嚴小時微皺秀眉:「崔書記是想掌握改造小組辦公室的主導權,歸根結底,他是想插手城中村改造,還是為了以後有更大的發言權……這點小事,總不至於鬧到常委會去討論吧?」
高建遠點點頭,努力保持著從容的風度,不過眼神之中還是流露出一股怒氣:「城中村改造本來就是政府事務,崔書記的手伸得也未免太長了一點……小夏,你不用著急,我來想想辦法,看能不能和平解決。」
其實真要說到手伸得長,誰也比不上高書記的手長,還有崔向之所以壓迫城中村改造小組辦公室,也是被高成松和武沛勇逼的。夏想其實對崔向也好,高成松也好,都沒有太好的印象,不過能有坐山觀虎鬥的大好時機,錯過了也是怪可惜的,再說他也沒提什麼要求,壞話是范錚說的,上常委會討論是嚴小時說的,要插上一手是高建遠說的,他好象什麼都沒有說。
領先房產的股份不能要,他和領先房產的來往,只能僅限於一種不遠不近的朋友關係。想要高建遠幫忙,話也不能說得太明,否則會讓高建遠產生懷疑。還好,有范錚和嚴小時在旁邊自作聰明地幫他說出想要的話,效果就好了許多。
中午夏想就留下吃飯,嚴小時主動坐到他的旁邊,和他說了不少話。席間,高建遠假裝無意問起連若菡,夏想就含混著應付過去。或許是因為高興,高建遠多喝了幾杯,話也多了起來,將他在佳家超市遇到了綠裙女孩一事也說了出來,還說綠裙女孩有「清水出芙蓉,天然去雕飾」之美。
夏想差點沒驚叫出聲,高建遠怎麼就和他一個審美標準,不但看上了他的連若菡,連他的曹殊黧也引起了他的注意。夏想一邊假裝不知道高建遠說的是誰和他應付,一邊心想他現在還沒有找到高家父子的命門,要是找到的話,最好還是早日將高家扳倒才好。

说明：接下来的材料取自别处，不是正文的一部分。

PR #36302, opened 2026-06-26
Dedupe Slack error taxonomy into @vellumai/slack-text

ashleeradka:
## What & why

The Slack error-code → category map, its `SlackErrorCategory` type, and `classifySlackError` were **duplicated verbatim** in the assistant (`messaging/providers/slack/api.ts`) and the gateway (`slack/errors.ts`). Duplicated logic drifts — root `AGENTS.md` "Single Source of Truth" — and Devin flagged exactly this on #36291.

This extracts the shared classification into **`@vellumai/slack-text`** (a package both already depend on), under a new `./errors` subpath export.

## Changes

- **`packages/slack-text/src/errors.ts`** (new): `SlackErrorCategory`, the code→category map, and `classifySlackError`. The map includes `msg_blocks_too_long` (cumulative Block Kit text over Slack's ~13k ceiling) as `client_error`.
- **`packages/slack-text/package.json`**: add `"./errors"` subpath export.
- **assistant `api.ts`**: import `classifySlackError` / `SlackErrorCategory` from the package; `SlackApiError` is unchanged.
- **gateway `errors.ts`**: import from the package and **re-export `classifySlackError`** so existing importers (incl. `slack-errors.test.ts`) are unaffected. Its gateway-specific `isRetryable` / `getUserMessage` policy stays — those aren't duplicated, so they aren't moved (per the rule-of-three / "only extract what's actually shared").

## Behavior

No behavior change except that `msg_blocks_too_long` is now classified as `client_error` — which fixes the gateway's `isRetryable` previously treating it as retryable, and gives it a user-facing message.

## Tests / checks

- New `packages/slack-text/src/errors.test.ts` covers `classifySlackError` (incl. both `invalid_blocks` and `msg_blocks_too_long` → `client_error`).
- Gateway `slack-errors.test.ts` extended with the `msg_blocks_too_long` case (still imports the re-exported classifier).
- typecheck / eslint / knip clean across slack-text, assistant, and gateway; Slack test suites green in both packages.

## Relationship to #36291

#36291 (Slack message-size policy → transport) keys on the error **code** directly, so it does not depend on this map. The two PRs touch disjoint files and can merge in either order. This is the "separate dedup PR" companion to #36291. Part of LUM-2618.

---
_Generated by [Claude Code](https://claude.ai/code/session_01KWYzuhpe55HvTjPsMNy5Jv)_

### DIFF
--- a/assistant/src/messaging/providers/slack/api.ts
+++ b/assistant/src/messaging/providers/slack/api.ts
@@ -6,6 +6,9 @@
  * classification, and payload shapes follow Slack Web API conventions.
  */
 
+import type { SlackErrorCategory } from "@vellumai/slack-text/errors";
+import { classifySlackError } from "@vellumai/slack-text/errors";
+
 import { credentialKey } from "../../../security/credential-key.js";
 import { getSecureKeyAsync } from "../../../security/secure-keys.js";
 import { getLogger } from "../../../util/logger.js";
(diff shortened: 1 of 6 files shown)


ashleeradka:
Closing — we decided not to extract the Slack error-code map after all.

It's a static lookup table (changes rarely); the size-policy fix in #36291 matches the error code directly and never reads the map; and moving error *classification* into `@vellumai/slack-text` — which is an **inbound** text-decoding package — added more indirection than the pre-existing two-copy duplication warrants. The duplication predates this work by months and stays as-is, in sync.

#36291 carries the actual fix and stands on its own.

---

PR #36313, opened 2026-06-27
fix(web): heal prefix-less re-attach bubbles so a finished reply survives refresh [Phase 0]

dvargasfuertes:
## Phase 0 of the client-sync rolling-base migration

This is the **seam-correct** fix for "messages disappearing on refresh" — the safety fix that unblocks users while staying aligned with the rolling-base end state. It supersedes the earlier render-time fold approach (closed), which was unsound: it merged two rows at render with no `seq` to dedup overlap, so it could transiently double-count.

## Root cause (recap)

The transcript renders `history (Query cache) ⊕ liveTurn`, overlaid by identity in `selectTranscriptMessages`, under a "live row wins on content" rule. That rule is lossless **only because** the live row is normally a *superset* of its history twin: `local-seq` idempotency keeps the live turn to `seq > S` content, and `resolveHistoryTwin` seeds a re-attaching live row from its persisted prefix.

On refresh/reconnect mid-turn that invariant breaks via a race:
1. The daemon replays the in-flight LLM call's deltas under that call's own `messageId`; the persisted turn row is anchored on an **earlier** call's id, with the replayed id folded in as a `mergedMessageIds` alias.
2. The **first replayed delta beats the initial `/messages` fetch**, so `resolveHistoryTwin` reads an empty cache, finds no twin, and opens a **prefix-less** bubble (only the post-reconnect suffix).
3. When the snapshot lands, the overlay matches that suffix-only bubble to the rich history row **via the history-side alias** and — "live wins" — it **shadows the full answer**. The reply collapses to a bare "thinking…" fragment until the turn fully ends.

(Confirmed against the support triage: rendered transcript held only `[user, <thinking-only call-2>]` while history held the full `call-1` answer; `reconciliation_applied` reported `messagesAdded: 0`.)

## The fix

Heal the live row **where the snapshot lands** rather than papering over it at render:

- **`pruneShadowedReattachRows`** (new, pure) detects the exact shadow shape — a live assistant row whose id appears as an alias on a history assistant row whose **primary id the live row does not itself carry** — and drops it. The normal seeded / client-merged row (which *does* carry the history row's primary id) is left to win on content. Returns the same reference when nothing is shadowed.
- **`use-conversation-history`** runs the prune on the `dataUpdatedAt` snapshot signal, mirroring the existing turn-idle handoff prune right above it.

Once the shadow is dropped, the authoritative history row renders immediately and the **next streamed delta re-seeds** the live row from its now-cached twin — restoring the superset invariant the overlay depends on.

### Why drop, not merge

Per-event `seq` is discarded the moment a delta folds into a `DisplayMessage` (rows carry no seq). So a render-time concat of history + live can't tell which segments overlap and risks double-counting when the snapshot has partially absorbed the live call. Dropping + re-seeding rebuilds the row from the prefix and lets `local-seq` idempotency keep the streamed suffix disjoint — no seq blind spot.

## How this fits the rolling-base end state

This is deliberately the smallest change that restores the superset invariant. It does **not** introduce the seam window / versioned base yet (Phase 2) — it keeps the current overlay correct in the interim and is made moot, not contradicted, by the window work.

儘管他也知道,只憑他的力量肯定動不了高成松,但他有信心,終有一日,高成松最終會因為他而轟然倒台!
今天一上班,夏想就接到曹永國秘書古秀文的通知,讓他到曹永國辦公室去一趟。
夏想猜到是因為改造小組辦公室的事情,果然曹永國一見他,就開門見山地說道:「改造小組辦公室前景不妙,崔書記不肯鬆口,他是省委常委,在市委常委中,支持者也不少,就算提交到常委會討論,也不一定能夠通過……你有什麼打算?政府這邊的要害部門,你想進哪一個?」
身為常務副市長,想安排夏想進一個市政府的關鍵部門,也不是一件難事,何況還有高海幫著說話。
夏想和曹永國說話就沒有那麼多的拘束,沒有直接回答他的問題,反而問道:「如果提交到常委會討論,曹伯伯,陳市長有幾成把握?」
曹永國揉揉太陽穴,一臉凝重:「不樂觀呀,改造小組觸動了許多人的利益,陳市長做事情又喜歡雷厲風行,常委上支持他的人不會太多。要是別人還好說,一些事情上還會給市長几分面子,但現在是書記發話了,左右搖擺的人,都會向著崔書記。」他拿起筆在紙上划了幾道,又說,「陳市長一票,我一票,方部長也能有一票,政府這邊,副市長易思鵬也是常委,他也會支持陳市長,基本上可以保證四票,離過半還差三票,難度有點大。」
「那陳市長的意思是?」夏想相信陳風不會坐等失敗,改造小組凝聚了他太多的心血,同時也是他執政風格的體現。如果改造小組被撤,將是陳風政治生命中一次嚴重的失敗。就算不被解散,因為被崔書記提到了明面之上,就這麼一直不尷不尬地存在下去,也是對陳風推進城中村改造的一次重大打擊。夏想算是明白了,或許崔書記也不想解散城中村改造小組,要為陳風留一點面子,但就是將改造小組吊得高高的,就是讓大家都知道改造小組名不正言不順,以後不但工作不好開展,也會成為市委市政府的笑柄。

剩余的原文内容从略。